Wednesday, July 20, 2011

Governor, welcome to educators' worlds

Governor Nikki Haley is the victim, she says, of a hostile media. All together now: Awwww.

If there's a victim here, besides South Carolina's working class and unemployed, it's Commerce Secretary Bobby Hitt, who was sent by Haley to take the blame, issue symbolic mea culpas, and invite the bus to back over him.

Gov. Nikki Haley’s Commerce Department chief took the blame Tuesday for providing information that led to a recent report that the first-term Republican is overstating her success at job creation.

Bobby Hitt, director of the state Commerce Department, told Haley that he apologized for a jobs list released to the press last week that included jobs that were not yet announced, others that were recruited by former Gov. Mark Sanford and his administration, and 750 for Amazon.com, which Haley did not want to give a tax break to for locating a facility in the state.

Hitt said he regrets the breakdown of jobs on the list overshadowed Haley’s economic development work.

The Associated Press published a report Sunday that found Haley was inflating the 10,000-job figure she widely touted in recent weeks. Eventually, the AP found the governor’s economic development efforts have led to about 9,000 jobs since January, including 4,000 from Wal-Mart.

The focus should be on the accomplishments, Hitt said at Haley’s Cabinet meeting Tuesday.

“There is plenty to be proud of right now,” he said.

But deflecting blame onto Hitt wasn't sufficient for Her Excellency. She did her best to play the victim, but victimhood doesn't suit her well.

Haley accused the media of not giving her a break.

“The press will never want to say anything positive about us,” Haley said. “So, that is OK. If it’s 8,000 jobs or 9,000 jobs, any of my governor colleagues would love to have those numbers. One day the press will understand that being positive is a good thing.”

After the meeting, Haley told reporters that she is after one thing.

“What I want so desperately is, I want the people of this state to feel good about the things we’re doing right,” she said. “It makes me laugh that the press is so determined to talk about the negatives. All I am saying is make sure we talk about the great things.”

What's startling is that Haley has unwittingly entered the world of public school educators -- perhaps one day she will understand that this is a good thing -- and finds it an awful place.
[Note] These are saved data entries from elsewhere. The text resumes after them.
PR #447, opened 2021-08-30
only do rep on string instructions

### LINKED ISSUE #446: i386 rep emulation incorrect
The current emulator runs the rep prefix for every instruction.

Per the Intel manual: "The behavior of the REP prefix is undefined when used with non-string instructions."

Example assembly resulting in incorrect / slow emulation decrementing undefined `ecx` value.
```asm
.text:00402107 74 07                             jz      short loc_402110
.text:00402109 F3 C3                             rep retn
```

References:
- https://repzret.org/p/repzret/
- https://stackoverflow.com/questions/10258918/what-happens-when-a-rep-prefix-is-attached-to-a-non-string-instruction

mr-tz:
closes #446

see instance of this in:
https://github.com/fireeye/flare-floss-testfiles/blob/master/src/decode-to-stack/bin/test-decode-to-stack.exe:0x402100

### DIFF
--- a/envi/archs/i386/emu.py
+++ b/envi/archs/i386/emu.py
@@ -245,8 +245,13 @@ class IntelEmulator(i386RegisterContext, envi.Emulator):
         if meth is None:
             raise e_exc.UnsupportedInstruction(self, op)
 
+        # The behavior of the REP prefix is undefined when used with non-string instructions.
+        is_string_instruction = False
+        if op.mnem.startswith(("ins", "outs", "movs", "lods", "stos", "cmps", "scas")):
+            is_string_instruction = True
+
         rep_prefix = op.prefixes & PREFIX_REP_MASK
-        if rep_prefix and not self.getEmuOpt('i386:reponce'):
+        if rep_prefix and is_string_instruction and not self.getEmuOpt('i386:reponce'):
             # REP instructions (REP/REPNZ/REPZ/REPSIMD) get their own handlers
             handler = self.__rep_prefix_handlers__.get(rep_prefix)
             newpc = handler(meth, op)
@@ -273,9 +278,6 @@ class IntelEmulator(i386RegisterContext, envi.Emulator):
         Then the instruction is repeated and ECX decremented until either
         ECX reaches 0 or the ZF is cleared.
         '''
-        if op.mnem.startswith('nop'):
-            return
-
         ecx = emu.getRegister(REG_ECX)
         emu.setFlag(EFLAGS_ZF, 1)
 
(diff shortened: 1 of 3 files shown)


envi/archs/i386/emu.py
```diff
@@ -245,8 +245,13 @@ def executeOpcode(self, op):
...
             raise e_exc.UnsupportedInstruction(self, op)
 
+        # The behavior of the REP prefix is undefined when used with non-string instructions.
+        is_string_instruction = False
+        if op.mnem.startswith(("ins", "outs", "movs", "lods", "stos", "cmps", "scas")):
+            is_string_instruction = True
+
         rep_prefix = op.prefixes & PREFIX_REP_MASK
-        if rep_prefix and not self.getEmuOpt('i386:reponce'):
+        if rep_prefix and is_string_instruction and not self.getEmuOpt('i386:reponce'):
```
atlas0fd00m, line 254: hey @mr-tz 

thanks for your contribution!  this is conceptually a great thing and i want to push it forward.  i have a couple requests for changes tho.

this code is executed for every opcode that is emulated, not just the ones with the REP* prefixes, and string stuff is costly by nature.  can you do this:
* create a tuple of the INS_* constants (`INS_SCAS` for example) for easy integer comparisons (eg. `REP_OPCODES = (...)`)
* have the list created outside the function path (ie.  not as part of repeat execution, but only loaded at runtime) 
* remove the `is_string_instruction` stuff
* change the if to something like this:
```
if rep_prefix and op.opcode in REP_OPCODES and not self.getEmuOpt('i386:reponce'):
```

envi/tests/test_arch_i386_emu.py
```diff
@@ -108,7 +108,12 @@
     # lea ecx,dword [esp + -973695896]  (test SIB getOperAddr)
     {'bytes': '8d8c246894f6c5',
      'setup': ({'esp': 0x7fd0}, {}),
-     'tests': ({'ecx': 0xc5f71438}, {})}
+     'tests': ({'ecx': 0xc5f71438}, {})},
```
atlas0fd00m, line 111: nice.  thanks for the unittests!

atlas0fd00m (changes requested):
thanks @mr-tz !  it's close!  can you please make this minor change and we can merge it in!

envi/archs/i386/emu.py
mr-tz: thanks for the detailed feedback, see 9eb8415 for an update
hope that's what you've meant otherwise happy to modify this further

atlas0fd00m (approved):
thanks @mr-tz !

envi/archs/i386/emu.py
atlas0fd00m: +1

Consider, if you will, how realistic it sounds if we take Haley's brief comments at yesterday's meeting, change the speaker to any public school educator in South Carolina, and replace a key word here and there:

"The [governor/state superintendent] will never want to say anything positive about us."

"If it’s 8,000 [successful students] or 9,000 [successful students], any of my [principal/teacher] colleagues would love to have those numbers."

"One day the [governor/state superintendent] will understand that being positive is a good thing."

"What I want so desperately is, I want the people of this state to feel good about the things we’re doing right."
(Hey, no change needed at all.)

"It makes me laugh that the [governor/state superintendent] is so determined to talk about the negatives."

"All I am saying is make sure we talk about the great things."
(No change needed here, either.)

For good measure, let's throw in one of Hitt's comments to the educato-mator and see if the comment can be transmuted to sounds realistically like a public school educator:

"The focus should be on the accomplishments."

"There is plenty to be proud of right now."

See, it works perfectly.

Governor, welcome to our world.

Now that you've gotten a taste of it, maybe you'll understand why most educators won't fall to worshipping after you berate them, misrepresent their intentions, discount their efforts, minimize their achievements and generally undermine their professional choices in the future.

And Governor, come back when you can.